Talk about a weak defense. Voters who worry that the Democratic party is not sufficiently serious about national-security concerns are not going to be reassured by the knowledge that the Democratic party takes no position on the war. (ANWR, they care enough about to take a position. Prescription drugs. Miguel Estrada. The war? They’re still thinking.) Opponents of the war are not going to be pleased by Rep. Pelosi’s implicit admission that the base of the party hates this war, or her implication that the party would express that hatred if not for fear of taking a position that looks “weak on defense.” After the Democrats’ dismal showing in the 2002 elections, the left wing of the party decided that its mistake was precisely to lack the courage of its antiwar convictions. Pelosi herself has at various points voiced that critique. Now the Democrats are back to square zero.
Some political analysts have claimed that support for both the war and for President Bush will fall if the war turns out to be longer and more difficult than people expect. (Bush’s speech Wednesday night, you may recall, included a warning that the war might not be the cakewalk that some predict.) That is probably true. Yet even here, the chief political danger may be to the Democrats. If there are setbacks in the war, Democratic opponents of it may be unable to restrain themselves from saying they told us so. Other Democrats will be unable to resist the temptation to increase their criticisms of the president. (It took very little in the way of setbacks in Afghanistan for critics to pronounce it a quagmire.) My guess is that support for the war, and for Bush, will fall just enough for Democrats to underestimate the political dangers of criticizing either.
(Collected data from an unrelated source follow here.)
PR #2176, opened 2026-07-10
fix(cli): make skills update converge on a skill retired upstream

miguel-heygen:
## Summary

- `hyperframes skills update` now converges when a skill has been retired/renamed upstream while still installed locally — instead of failing hard or looping forever.
- Target selection resolves the canonical published manifest, so a retired skill is never (re)installed from a repo that no longer ships it.
- Orphaned lock entries with no on-disk bundle are pruned directly, so `check || update` reconciles instead of re-flagging them on every run.
- The stale-skills nudge no longer fires from `skills` / `skills update` itself, and its count now includes removed-upstream skills.

## Reproduction

Both surfaced after `hyperframes-media` was folded into `media-use` (and earlier `hyperframes-captions`/`-compose`/`-tts` were consolidated), for users who still had the old skills installed:

- Inside a repo checkout: `npx hyperframes skills update` → `Update failed: Skill(s) still missing after install: hyperframes-media`.
- Outside any repo: `npx hyperframes skills update` → `No matching skills found for: hyperframes-captions, hyperframes-compose, hyperframes-tts`, and the same nudge reappears on every rerun.

## Root cause

`skills update` had no notion of "gone upstream". A retired skill reached the engine two ways, and both dead-ended:

- **Install path** — `resolveLatestManifest` could resolve `latest` from a stale local `skills-manifest.json` (`findRepoManifest`), while `skills add` always installs from the canonical repo. `isCoreSkill` matches by the `hyperframes-` prefix, so a retired skill was forced into the target set; `skills add` silently declined it (exit 0), and strict `verifyInstalled` threw.
- **Prune path** — upstream `skills remove` scans on-disk directories, so a lock entry retired before it ever shipped a bundle has nothing to match. The call is a silent exit-0 no-op that never touches the lock, so `detectRemoved` re-flags the same entry forever.

The nudge compounded it: it fired even from `skills update`, pointing users back at the command that just failed, and its count ignored the `removed` bucket (the "2 vs 3" mismatch).

## Fix

- `updateSkills` resolves targets against the canonical manifest (`checkSkills({ canonical: true })`), so a retired skill never becomes a target.
- New `pruneOrphanedLockEntries` clears the orphaned lock entries the upstream remover can't, reusing the pinned lock path (`SKILLS_CLI_LOCK_PATHS_VERIFIED_AT`). Idempotent — a second run is a clean no-op.
- Exclude `skills` from the update-nudge gate, and thread the `removed` count through the nudge total.

## Test plan

[...]

PR #3118, opened 2026-08-08
fix(cli): stop skills update deleting skills the manifest never covered

### LINKED ISSUE #3111: Global skill-mirroring step deletes unrelated user-authored skills, then erases evidence of doing so
## Summary

`hyperframes init`/`skills update` deleted two unrelated, pre-existing, user-authored skills from `~/.claude/skills/` while linking into global agent directories. Root cause looks like the "link into N other agent directories" step writes lock entries in `~/.agents/.skill-lock.json` for **every skill folder already present** in a target directory — not just the ones it just installed — attributing them to `heygen-com/hyperframes`. The very next removed-skill check then finds those names absent from HyperFrames' own manifest and deletes them as "no longer published," then prunes the now-orphaned lock entries — which erases the evidence of the false attribution.

## Environment

- `hyperframes` CLI via `npx` (cached at `~/.npm/_npx/2d24f54ded6cd194/node_modules/hyperframes`)
- macOS, Node via Homebrew
- Multiple AI-tool skill directories present on the machine (`~/.claude/skills`, `~/.codex/skills`, `~/.cursor/skills`, `~/.copilot/skills`, `~/.gemini/skills`, `~/.continue/skills`, `~/.agents/skills`, etc.) — some pre-populated with unrelated, hand-authored skills unconnected to HyperFrames.

## Steps to reproduce

1. Have at least one unrelated skill already present in a global skills directory HyperFrames will target, e.g. `~/.claude/skills/my-own-skill/SKILL.md`, authored independently and never installed via HyperFrames.
2. In a project, run `npx hyperframes skills update <workflow-name>` (project-scoped) or `npx hyperframes init <dir> --skill=<workflow-name>` (which links into every detected global agent directory).
3. Observe the CLI's own output: `Linked skills into N other agent directories`, followed on a subsequent `check`/`update` pass by `Removing M skill(s) no longer published: ...` — where the removed list can include names that were never HyperFrames skills.
4. Check `~/.claude/skills/my-own-skill/` — deleted from disk.
5. Check `~/.agents/.skill-lock.json` — no trace of `my-own-skill` (pruned as an "orphaned lock entry" in the same pass), making the false attribution hard to spot after the fact.

## What actually happened to me

Running `npx hyperframes skills update general-video` (project-scoped) followed shortly by `npx hyperframes init "Video/.../hyperframes-final" --skill=general-video` (which reported `Linked skills into 9 other agent directories`) resulted in two of my own, user-authored skills being deleted from `~/.claude/skills/` — both git-tracked in my personal skills repo and completely unrelated to HyperFrames, no shared name, no shared source. I was able to restore them with `git checkout` since that directory happens to be under version control; on a machine without that safety net this would be permanent, silent data loss.

## Expected behavior

The "link into other agent directories" step should only ever write/attribute lock entries for skills it is *actually installing in this operation*. It should never treat a target directory's pre-existing, unrelated contents as something it now owns and is therefore responsible for pruning.

## Suggested fix direction

In the compiled CLI (`dist/cli.js`), the relevant functions are `detectRemoved`, `skillsAttributedToSource`, and whatever performs the initial "link into N other agent directories" step (upstream of `detectRemoved`, since by the time `detectRemoved`/`pruneOrphanedLockEntries` run, `~/.agents/.skill-lock.json` already (incorrectly) attributed the unrelated skills to `heygen-com/hyperframes`). The link step should record only skills it created/copied in that run, not enumerate and claim everything already on disk in the target directory.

Neither outspoken dovishness, mealy-mouthed straddling, nor me-tooism will solve the Democrats’ political problem on national security. The party has two real choices. It can reinvent itself as a party that thinks seriously about foreign-policy issues and has its own distinctive and compelling answers to them. If it follows this route, the party will have to be willing to use force to promote American interests and to project moral confidence about American power. Or the party can hope that national-security issues cease to matter to American voters.